Every summer I spend some time looking at what "reasonable" might look like for the Edmonton Oilers. The idea of the exercise is to pull back the bias, deny your personal favorites, factor in things like injuries and sucktastic months ending in y. Reasonable is the midpoint between "they’re going to save most of the leg" and "where do you want your gold bricks stored, sir?"
The idea of reasonable expectations isn’t to pick favourites or push some obscure agenda, it is genuine attempt to find the reasonable expectation. If your player does better than expected, we can be more certain the player delivered a quality season.

REASONABLE EXPECTATIONS

Here are my reasonable expectations for the Oilers top 12 forwards. I only ask that you enter the numbers and notes with an open mind and understand that Rome wasn’t built in a day.
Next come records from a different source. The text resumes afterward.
PR #3318, opened 2020-08-08
Call SHA1.HashData static helper instead of instantiating SHA1CSP

GrabYourPitchforks:
We're trying to minimize usage of the `*CryptoServiceProvider` and `*Managed` types through our code bases so that we can eventually write analyzers to recommend moving off of them. See https://github.com/dotnet/runtime/issues/40169 for some related discussion w.r.t. `RNGCryptoServiceProvider`.

This PR changes the call site to use the static one-shot helper method so that you don't need to instantiate a hasher object. The `HashData` static method uses the best available implementation for the current OS.


reflectronic:
This code is actually copied from [C#/WinRT](https://github.com/microsoft/CsWinRT/blob/master/WinRT.Runtime/GuidGenerator.cs). It is supposed to eventually go away when the support for WinRT interop flows into the SDK in a way that WPF can consume. You may want to submit the fix there.

ryalanms (approved):

ryalanms:
Thanks, @GrabYourPitchforks.

Issue #2870, opened 2020-04-10
Unpin privatized C++ toolsets and ship using real-signed shipping tools


vatsan-madhavan:
https://github.com/dotnet/wpf/pull/2857 introduced use of privatized C++/CLI toolsets. This is a temporary fix and should be rolled back in favor of production tools. 

//build and RC/RTM products should not ship using these tools - they should be changed to production tools obtained from ambient tools coming from build pipeline machines. 

This would become possible as soon as Dev16.6p3 ships. 

**This should be treated as a release blocker for broad releases like //build, RC etc **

  • Line OneSam Gagner (70gp, 15-35-50); Taylor Hall (70gp, 32-28-60); Jordan Eberle (82gp, 22-30-52). The idea behind this line is that the Oilers will probably try to give their gifted youngsters a chance to romp through the easier opposition (especially at home). Gagner is the best (until RNH establishes himself) offensive center on the roster and this frees up Shawn Horcoff for the tough minutes. I’m estimating that this line scores 69 goals, and RNH is probably going to get some time later in the season with Hall-Eberle.
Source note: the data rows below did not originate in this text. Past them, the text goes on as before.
Issue #3245, opened 2020-07-13
Add globbing support for WinUI 


stevenbrix:
The WinUI team needs support for globbing support so that Visual Studio will not edit the .csproj whenever you add a .xaml file to the project. See this bug as a reference: https://github.com/microsoft/microsoft-ui-xaml/issues/2498

In following the same pattern as WPF, we can add a `UseWinUI` property that will pull in the `Microsoft.NET.WindowsDesktop.Sdk` and enable the globbing support.

If both `UseWinUI` and `UseWpf` are true, then the SDK can assume all xaml files are for WPF. The WinUI nuget will respect the use of `UseWpf` and not invoke the winui xaml compiler if that is the case. If only `UseWinUI` is true, then the SDK should not invoke PBT. Below is a table describing the different combinations and what should happen:

| UseWpf | UseWinUI | Xaml Compiler invoked |
|      :-:       |        :-:         |             :-:           |
|  `True`    |  `True`           | PBT                    |
|  `True`    |  `False`          | PBT                    |
|  `False`    |  `True`          | WinUI Compiler |
|  `False`    |  `False`         | neither |

vatsan-madhavan:
Should all globbing support live in the base SDK instead of living in the WindowsDesktop SDK? This may not work well if WPF's targets are deciding which markup compiler to invoke, but perhaps WPF's targets should not be deciding that anyway. IIRC WPF's targets are making **local** decisions for itself, based on `UseWpf==true`. IMHO other compilers should do so based on their own rules. Why do these rules have to be all coordinated in the same place anyway? 

In .NET Framework/old-style projects, when there was no use of `UseWpf`, `UseWinUI` etc., `*.xaml` files were implicitly *inferred* to be WPF, UWP etc. These *inferences* required heuristic judgment. We did away with these heuristics and decided that the projects/developers had to explicitly state the intended XAML dialect being used by means these properties. This in turn disambiguates the XAML targets/compiler etc. Given this design, is there even a need for a central point-of-coordination based on a matrix of these property values? If both `UseWpf` and `UseWinUI` are set to `true` for the same XAML file, then both compilers would be invoked and things won't work out - but that's just a *"developer beware*" scenario that we can mitigate with warnings from the base SDK. 


https://github.com/microsoft/microsoft-ui-xaml/issues/2498#issuecomment-631781043
[...]

PR #3332, opened 2020-08-13
adding XamlRuntime msbuild property/metadata

stevenbrix:
This PR contains a scoped version of the changes described in #3245 

For now, we'll keep the globbing in WPF targets, and add the appropriate Item metadata and project property, so that vs tooling can distinguish WPF from WinUI in .NET core projects.

/cc @dsplaisted @ryalanms @chabiss


packaging/Microsoft.NET.Sdk.WindowsDesktop/targets/Microsoft.NET.Sdk.WindowsDesktop.targets
```diff
@@ -4,6 +4,7 @@
     <_MicrosoftNetSdkWindowsDesktop>true</_MicrosoftNetSdkWindowsDesktop>
     <EnableDefaultPageItems Condition="'$(EnableDefaultPageItems)' == ''">true</EnableDefaultPageItems>
     <EnableDefaultApplicationDefinition Condition="'$(EnableDefaultApplicationDefinition)' == ''">true</EnableDefaultApplicationDefinition>
+    <DefaultXamlRuntime Condition="'$(DefaultXamlRuntime)'==''">Wpf</DefaultXamlRuntime>
```
dsplaisted, line 7: Possibly this value should be capitalized: `WPF`

I'm not certain what the style guidelines are though.

stevenbrix: That's a fair point. `UseWPF` is caps, so it makes sense to be consistent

  • Line Two: Shawn Horcoff (62gp, 13-18-31); Ryan Smyth (70gp, 18-19-37); Ales Hemsky (57gp, 17-37-54). I think coach Renney will default to a "tough opposition" line and this trio played well together during 94’s last swing through Edmonton. The numbers for Horcoff and especially Smyth may seem low, but I don’t see either playing much on the powerplay. Hemsky will definitely get huge PP time and that is reflected in his numbers.
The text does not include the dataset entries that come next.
Issue #3317, opened 2020-08-07
Warning C4244 - implicit double -> float conversion with possible data-loss in BaseMatrix.cpp


vatsan-madhavan:
Here is the warning: 

> src\Microsoft.DotNet.Wpf\src\WpfGfx\core\common\BaseMatrix.cpp(1034,57): warning C4244: 'argument':
conversion from 'double' to 'float', possible loss of data

https://github.com/dotnet/wpf/blob/49cc5c6dcf0ead39a08b1917eeb1d472bcfbe739/src/Microsoft.DotNet.Wpf/src/WpfGfx/core/common/BaseMatrix.cpp#L1034

`CFloatFpu::Ceiling` takes a `float` param, but `std::pow` returns a `double`, which leads to the warning: 

https://github.com/dotnet/wpf/blob/49cc5c6dcf0ead39a08b1917eeb1d472bcfbe739/src/Microsoft.DotNet.Wpf/src/WpfGfx/common/shared/real.h#L628-L630

`std::pow` is defined to return `double` since C++11 ([reference](https://en.cppreference.com/w/cpp/numeric/math/pow))

>```C++
>Promoted    pow ( Arithmetic1 base, Arithmetic2 exp ); | (7) | (since C++11)
>```
>7) A set of overloads or a function template for all combinations of arguments of arithmetic type not covered by 1-3). If any argument has integral type, it is cast to `double`. If any argument is `long double`, then the return type Promoted is also `long double`, otherwise the return type is always `double`.

-- 

The result of `std::pow` should be safe to `static_cast` to `REAL` since `rScaleThreshold <= 1` (this is assert'ed early in the method). 

-- 

Why isn't this warning seen in CI/dev builds using build.cmd today? I can see it easily when building wpfgfx.vcxproj with `msbuild` directly.

ryalanms:
Thanks, @vatsan-madhavan.

PR #3333, opened 2020-08-13
Remove private Cpp tools in favor of using production tools

ryalanms:
Unpin privatized C++ toolsets and ship using real-signed shipping tools
> #2857 introduced use of privatized C++/CLI toolsets. This is a temporary fix and should be rolled back in favor of production tools.

Tracked by issue #2870. 

> //build and RC/RTM products should not ship using these tools - they should be changed to production tools obtained from ambient tools coming from build pipeline machines.

> This would become possible as soon as Dev16.6p3 ships.

> **This should be treated as a release blocker for broad releases like //build, RC etc **

/cc @dotnet/wpf-developers

Requires part 2 (see @vatsan-madhavan's comment): 

> You'll need to make 2 additional changes when fixing this one.

> wpfcontrib@11c24e3
> Disable LTCG for bilinearspan.lib. This causes error C1047 when compilers change. Though this is only a transient problem, it can be a bother in dev-builds.
> Here is a preview of an upcoming build failure:

> C:\Program Files (x86)\Microsoft Visual Studio\2019\Preview\VC\Tools\MSVC\14.28.29115\include\yvals_core.h(503,1): fatal error C1189: #error: STL1001: Unexpected compiler version, expected MSVC 19.27 or newer.

### DIFF
--- a/src/Microsoft.DotNet.Wpf/src/DirectWriteForwarder/CPP/DWriteWrapper/Factory.cpp
+++ b/src/Microsoft.DotNet.Wpf/src/DirectWriteForwarder/CPP/DWriteWrapper/Factory.cpp
@@ -92,7 +92,9 @@ namespace MS { namespace Internal { namespace Text { namespace TextInterface
         _pFactory = (IDWriteFactory*)factoryTemp;
     }
 
+    #pragma warning (disable : 4950) // The Constrained Execution Region (CER) feature is not supported.  
     [ReliabilityContract(Consistency::WillNotCorruptState, Cer::Success)]
+    #pragma warning (default : 4950) // The Constrained Execution Region (CER) feature is not supported.  
     __declspec(noinline) bool Factory::ReleaseHandle()
     {
         if (_wpfFontCollectionLoader != nullptr)
--- a/NuGet.config
+++ b/NuGet.config
@@ -9,4 +9,5 @@
     <add key="dotnet5-transport" value="https://pkgs.dev.azure.com/dnceng/public/_packaging/dotnet5-transport/nuget/v3/index.json" />
     <add key="nuget.org" value="https://api.nuget.org/v3/index.json" />
   </packageSources>
+  <disabledPackageSources />
 </configuration>
--- a/eng/Version.Details.xml
+++ b/eng/Version.Details.xml
@@ -61,9 +61,9 @@
       <Uri>https://github.com/dotnet/runtime</Uri>
       <Sha>2d9dbbb538322a7cc05397f5e2e15d445c7d3ff0</Sha>
     </Dependency>
-    <Dependency Name="Microsoft.DotNet.Wpf.DncEng" Version="5.0.0-preview.8.20412.2">
+    <Dependency Name="Microsoft.DotNet.Wpf.DncEng" Version="5.0.0-rc.1.20414.3">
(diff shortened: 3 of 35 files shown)


ryalanms:
> src\Microsoft.DotNet.Wpf\src\WpfGfx\core\common\BaseMatrix.cpp(1034,57): error C4244: >> (NETCORE_ENGINEERING_TELEMETRY=Build) 'argument': conversion from 'double' to 'float', possible loss of data

vatsan-madhavan:
> > src\Microsoft.DotNet.Wpf\src\WpfGfx\core\common\BaseMatrix.cpp(1034,57): error C4244: >> (NETCORE_ENGINEERING_TELEMETRY=Build) 'argument': conversion from 'double' to 'float', possible loss of data

Follow the advice in https://github.com/dotnet/wpf/issues/3317 ;-)

src/Microsoft.DotNet.Wpf/src/DirectWriteForwarder/CPP/DWriteWrapper/Factory.cpp
```diff
@@ -92,7 +92,9 @@ namespace MS { namespace Internal { namespace Text { namespace TextInterface
         _pFactory = (IDWriteFactory*)factoryTemp;
     }
 
+    #pragma warning (disable : 4950) // The Constrained Execution Region (CER) feature is not supported.
```
vatsan-madhavan, line 95: If CER is not supported, then how do you plan on ensuring that this code works as intended? Simply suppressing the warning won't do that, would it?

/cc @SamBent

ryalanms: https://github.com/dotnet/designs/blob/master/accepted/2020/better-obsoletion/obsoletions-in-net5.md

The CER API calls need to be removed before GA; this is intended to unblock the builds.

ryalanms:
I've added the static_cast to REAL in https://github.com/dotnet/wpf/issues/3317.  This should be the final fix to get the builds going again.  wpf-int still requires the darc-update and undo of UsePrivateCppTools.  

>> src\Microsoft.DotNet.Wpf\src\WpfGfx\core\common\BaseMatrix.cpp(1034,57): error C4244: >> >> (NETCORE_ENGINEERING_TELEMETRY=Build) 'argument': conversion from 'double' to 'float', possible loss of data

> Follow the advice in #3317 ;-)

vatsan-madhavan:
I'm still puzzled at why this is working without https://github.com/wpfcontrib/wpf/commit/11c24e3. 

`$(VcrtLibDir)` shouldn't resolve to anything very useful because `VCToolsInstallDir` gets set much later. Eventually, `AdditionalLibraryDirectories` doesn't include all the paths that are usually needed to resolve msvcurt_netcore[d].lib and a few other libs from ambient toolset.

At least from what I've noticed, it doesn't get resolved every time, or there are times when the failure to set these paths correctly leads to failures. 

Have you checked the logs to see how these properties are evaluated and why the linker is able to find libraries correctly even though `AdditionalLibraryDirectories` isn't set quite correctly?

ryalanms:
Thanks, @vatsan-madhavan!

  • Line Three: Eric Belanger (68gp, 13-23-36); Magnus Paajarvi (82gp, 20-20-40); Linus Omark (70gp, 13-27-40). The one thing this team should be able to do is cobble together three lines capable of scoring goals. I don’t remember the last time the club had this kind of depth but it probably rhymes with 2006. I think all three will get PP time, and Belanger will be a key player on the PK as well.
  • Line FourRyan Nugent-Hopkins (63gp, 11-23-34); Ben Eager (69gp, 8-8-16); Ryan Jones (64gp, 5-11-16). My theory is that RNH will get time with all of the wingers on the top three lines plus PP time, but his overall TOI will rank 4th behind Gagner, Horcoff and Belanger. Eager and Jones will see very little time on the PP and their numbers also reflect that, although I do think Jones will play a lot on the penalty-kill.
Other forwards include Teemu Hartikainen (45gp, 7-8-15), Darcy Hordichuk (44gp, 0-3-3) and Gilbert Brule (10gp, 2-1-3). The 10-11 Oiler forwards scored 167 goals, I’m suggesting this edition scores an even 200 goals. A 33 goal improvement is a monster step in the right direction, but it pales in comparison to the improvement year over year for the Boys on the Bus forwards. In 80-81, the Gretzky Oilers posted 264 goals among forwards. In 81-82, the number increased to 351. I don’t think the Oilers current forwards will improve by 87 goals, but 33 is a tremendous increase for this era.

WHAT DOES IT MEAN?

The Oilers are going to score more goals and be even more exciting than they were a year ago. However, the improvement will fall shy of a playoff spot because the defense and goaltending is lagging behind the exceptional group of young forwards (and their now solid veteran support).
It’s a theme we’re likely to repeat one summer from now: this team needs a goaltender and defensemen. Badly.